The inform retry mechanism fails when reusing the Snmp object

DanMo · April 27, 2022, 3:24pm

I am using the snmp4j:2.8.10 and I am creating one Snmp object that I am reusing. Everything works fine in my implementation with the exception of the retry mechanism for informs.

For the first inform it works, as well as for the case in which my app is sending many informs at short intervals (smaller than the retry timeout) but after the last retry is sent the retry mechanism will start to fail if an inform is sent at a later time.

Decompiling the code of the snmp4j I found out that when we create the Snmp object and send a message, a java.util.Timer is created and that uses a TimerThread which is kept alive only until all the scheduled tasks are completed after which the Thread will no longer accept the scheduling of new tasks to be performed and this is causing the retry mechanism to fail.

If the Timer would be handled a little different by the Snmp object, this wouldn’t be a problem but apparently, the Snmp creates just one timer and it uses it while it accepts new tasks after which it never recreates it.

My question is, what is the recommended/intended way of reusing the Snmp object to avoid this problem ?

AGENTPP · April 27, 2022, 9:33pm

I cannot follow your arguments for the following reason as long as you are using the DefaultTimerFactory (which is the default):

The cancel() method of the Timer is never called in the SNMP4J code except in the Snmp.close() method.

After a call to Snmp.close() any call to Snmp.send(..) for a confirmed PDU will create a new timer and start it.

If the Timer’s internal thread ends prematurely, then probably an exception occurred while running the scheduled task.
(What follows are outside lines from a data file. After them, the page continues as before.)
PR #3066, opened 2019-12-12
NJ: convert session year to int in _init_mdb

TheLocust3:
Fixes: #3046

In the NJ People scraper, just convert the year string (parsed from the session name) to an int when comparing in `_init_mdb`.

### DIFF
--- a/openstates/nj/utils.py
+++ b/openstates/nj/utils.py
@@ -26,7 +26,7 @@ def chamber_name(chamber):
 class MDBMixin(object):
 
     def _init_mdb(self, year):
-        if year < 2018:
+        if int(year) < 2018:
             self.mdbfile = 'DB%s.mdb' % year
             url = 'ftp://www.njleg.state.nj.us/ag/%sdata/DB%s.zip' % (year, year)
             fname, resp = self.urlretrieve(url)


jamesturk:
thanks for the contribution!  @schneidy mind taking a look at this?

schneidy:
@TheLocust3 Thanks for contributing! I'm not seeing a difference in any of the NJ scrapes with the added int(). Should it?

TheLocust3:
@schneidy Previously when I ran NJ People scrapes locally, it would fail with `TypeError: '<' not supported between instances of 'str' and 'int'` (I'm assuming that's what #3046 is referencing). But there shouldn't be any difference with the outputted JSON.

jamesturk:
Ah we aren't currently running people scrapes (instead using
openstates/people for those -- docs are being updated as I write this to
clarify more of this), but thanks for catching this!  The current failure
is in the bill/vote scrapes, the issues created by our automated tool will
also soon include a link to the logs of the failed build to help with this
:)

TheLocust3:
Ah alright, would love to see the logs from the automated tool in the issue itself. Would be a big help trying to figure out what's going on. Thanks for the quick replies!

PR #3642, opened 2021-03-29
AR: fixed vote event scraper after website update removed screenreader class

ColbyReed:
Seems a website update removed the screenreader class for most bill pages, which the page scraper relies on for searching for vote links. I changed the xpaths to point to the divs in the grid role instead.


showerst:
Thanks @ColbyReed -- testing this now.

PR #3646, opened 2021-03-30
AR: Scrape date and time of day for bill actions

ColbyReed:
I noticed that bill actions were only scraping dates, making it difficult to chronologically sort actions that occurred the same day. This change allows time of day to be scraped as well.

### DIFF
--- a/scrapers/ar/bills.py
+++ b/scrapers/ar/bills.py
@@ -110,7 +110,7 @@ class ARBillScraper(Scraper):
             date = TIMEZONE.localize(
                 datetime.datetime.strptime(row[5], "%Y-%m-%d %H:%M:%S.%f")
             )
-            date = "{:%Y-%m-%d}".format(date)
+
             action = row[6]
 
             action_type = []


ColbyReed:
I just noticed the timezone conversion might be giving incorrect times? All times recorded for actions and vote events are 6 hours ahead. Is this intentional?

jamesturk:
Yeah, if things are showing up strangely in the API/etc. let me know and I’ll take a closer look.

ColbyReed:
Yes the emitted data. Central is UTC-6 so that does make sense. Just wanted to verify.

ColbyReed:
Just as an example this is how its formated in the .json for HB 1263

"date": "2021-01-25T20:21:08.050000+00:00"

showerst:
Cool, that's good then. The +00:00 denotes no timezone offset (so UTC). FYI we convert all dates to UTC to make things more sane when comparing across jurisdictions or searching. 

On openstates.org we then convert it back to local time for display.

I'll test/merge your actual PR later today or tomorrow if nobody beats me to it.

showerst:
@jamesturk @jessemortenson this code looks good, but just wanted to flag that a merge would invalidate the cache for all AR bills. Is that an issue here?

jamesturk:
no worries, OK to merge if it looks good, thanks!

PR #3659, opened 2021-04-14
IA: Enable vote scraper with recent session ID

ColbyReed:


jamesturk:
also enabled this and TX in task-definitions

PR #3660, opened 2021-04-14
MN: add vote urls for 2020 special sessions and 2021 regular session

ColbyReed:
Looks like Minnesota didn't have vote urls for the 2020 Second Special Sesssion to the 2021-2022 Regular session. I added them, but the special sessions between 2 and 7 will need to be scraped as well.


showerst:
@jamesturk just leaving a note that those will need one-off scrapes.

PR #3661, opened 2021-04-14
TX: Bills: Clean up action classifier

drvander:
Addresses [openstates/issues/#375](https://github.com/openstates/issues/issues/375)


showerst:
Thanks @drvander !

PR #3675, opened 2021-05-18
CA: Adding Bill Analyses to 

AliAbstract:
Unfortunately, like California PDFs, the link to the bill analyses doesn't actually grab the bill analyses, so this URL is mostly as a data store. I'm using it in a fork of the project to actually download the CA bill PDFs and analyses PDFs, but I'm not sure where to put that code within the openstates ecosystem.


showerst:
Even providing the proper link to the page is still helpful, thanks! I'll give this a test run later today and merge or comment.

PR #3696, opened 2021-06-21
Wa scrape

morden35:
Wrote a new scraper to convert old wa/people.py to use spatula. Used some pre-existing XPath selectors as well as some new/modified CSS selectors. Works for both Senators (SenList) and Representatives (RepList). @jamesturk to review.

### DIFF
--- a/scrapers_next/wa/people.py
+++ b/scrapers_next/wa/people.py
@@ -11,11 +11,8 @@ class PartyAugmentation(HtmlListPage):
     """
 
     source = URL("https://app.leg.wa.gov/memberemail/Default.aspx")
-    # selector = CSS("#membertable tbody tr", num_items=147)
-    # dist_pos_dict = {}
 
     def find_rows(self):
-        # the first table on the page that has a bunch of rows
         # print(CSS("html body").match(self.root)[0].getchildren()[0].text_content())
         for table in CSS("#membertable").match(self.root):
             rows = CSS("tbody tr").match(table)
@@ -23,7 +20,6 @@ class PartyAugmentation(HtmlListPage):
                 return rows
 
     def process_page(self):
-        # Retrieve the member's position from the email link.
         # We need it to find the member's email address.
         # These positions are enough to discriminate the chamber too (0 = upper, 1,2 = lower)
         mapping = {}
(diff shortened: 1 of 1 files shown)


jamesturk:
I'll take this one!

scrapers_next/wa/people.py
```diff
@@ -0,0 +1,167 @@
+import re
+from spatula import HtmlListPage, CSS, XPath, URL
+from ..common.people import ScrapePerson
+
+
+class PartyAugmentation(HtmlListPage):
```
jamesturk, line 6: let's rename this to something appropriate for Washington's usage here

scrapers_next/wa/people.py
```diff
@@ -0,0 +1,167 @@
...
+    """
+    WA Email addresses are listed on a separate page.
+    """
+
+    source = URL("https://app.leg.wa.gov/memberemail/Default.aspx")
+
+    def find_rows(self):
```
jamesturk, line 13: might be better expressed as        

 return CSS("#membertable tbody tr").match(self.root, num_items=147)

scrapers_next/wa/people.py
```diff
@@ -0,0 +1,167 @@
...
+        (name, party) = re.search(
+            r"^(?:Senator|Representative)\s(.+)\s\(([RD])\)$", title_name_party
+        ).groups()
+        if party == "R":
+            party = "Republican"
+        elif party == "D":
+            party = "Democratic"
+
+        (district_name, _district_name) = XPath(
+            ".//a[contains(text()," ' " Legislative District")]/text()'
```
jamesturk, line 56: this is a bit tough to read, and can be cleaned up by using 
`
            './/a[contains(text(), "Legislative District")]/text()'
`

instead of the two split strings

scrapers_next/wa/people.py
```diff
@@ -0,0 +1,167 @@
...
+        p.capitol_office.address = capitol_address
+        p.capitol_office.voice = capitol_phone
+
+        if len(_has_district_office) > 0:
+            p.district_office.address = district_address
+            if district_phone:
+                p.district_office.voice = district_phone
+
+        p.add_link(XPath('.//a[contains(text(), "Home Page")]/@href').match(item)[0])
+        p.add_source(str(self.source))
```
jamesturk, line 134: nit: let's use self.source.url for these

str(source) can return something that isn't a URL if the __str__ method of Source ever changes, `url` is guaranteed to be a valid URL

scrapers_next/wa/people.py
```diff
@@ -0,0 +1,167 @@
...
+            email = tds[1].text_content().strip()
+            dist = tds[2].text_content().strip()
+            position = tds[3].text_content().strip()
+            party = tds[4].text_content().strip()
+            mapping[name] = (email, party, dist, position)
+        return mapping
+
+
+class LegList(HtmlListPage):
+    dependencies = {"party_mapping": PartyAugmentation()}
```
jamesturk, line 42: party_mapping should probably be renamed to something like email_mapping here

jamesturk (changes requested):
on the whole this looks great!

 a few small stylistic fixes, but a quick skim of the scraper output looks good to me

PR #3699, opened 2021-06-24
restore linting

jamesturk:
black & flake8 linting accidentally got disabled a couple of months ago

### DIFF
--- a/.github/workflows/lint.yml
+++ b/.github/workflows/lint.yml
@@ -2,9 +2,9 @@ name: Lint Python
 
 on:
   push:
-    branches: [ master ]
+    branches: [ main ]
   pull_request:
-    branches: [ master ]
+    branches: [ main ]
 
 jobs:
   lint:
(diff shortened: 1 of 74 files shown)


jamesturk:
this is kind of a big one since it had been disabled for a while, it changes a bunch of event.py files too so I wanted to make sure this wouldn't create any major merge conflicts with upcoming work @showerst

showerst:
Thanks for the h/u -- my bad on the linting, i'll try to get my pre-commit pipeline configured to the same config that OS uses so that we stop needing these larger passes.

jamesturk:
sounds good, my bad on not noticing it was disabled

if you use `pre-commit install` most things should just work, let me know if it gives you any trouble

jamesturk:
wanted to confirm, ok to merge or better to hold off?

showerst:
Cool with me to merge, thanks!

PR #3709, opened 2021-06-30
Ri spatula scrape

morden35:
This was a tough one. Converted old RI people scraper to spatula framework. Note that for each person, there is an html source and an excel file source. Also note that images are coming from another web page (bio page).


jamesturk:
this looks great!

PR #600, opened 2020-08-25
[NO-JIRA] Revert storybook breaking change

georgegillams:
Turns out the breaking changes were significant. Reverting now to re-enable development. Can look at upgrading again after


olliecurtis (approved):
LGTM - lets create an eng-health task to do the upgrade if the changes are significant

Most likely this happens in the callback method ResponseListener.onResponse(..) users of the asynchronous PDU sending methods implement. Does this happen in your case?

DanMo · April 28, 2022, 1:32pm

A big thank you for your suggestion.
Indeed, an error in the onResponse caused this.

Best regards!

AGENTPP · April 28, 2022, 1:38pm

Version 2.8.11 and 3.7.0 will not rethrow exceptions and errors in the timer code anymore. It will log them however as before.
That might make it more difficult to find the root cause but will make the retry handling more resilient in production.

DanMo · April 30, 2022, 10:35am

Thanks for the support.
I just noticed that because there was an error in my ResponseListener.onResponse(…) I also had a memory leak.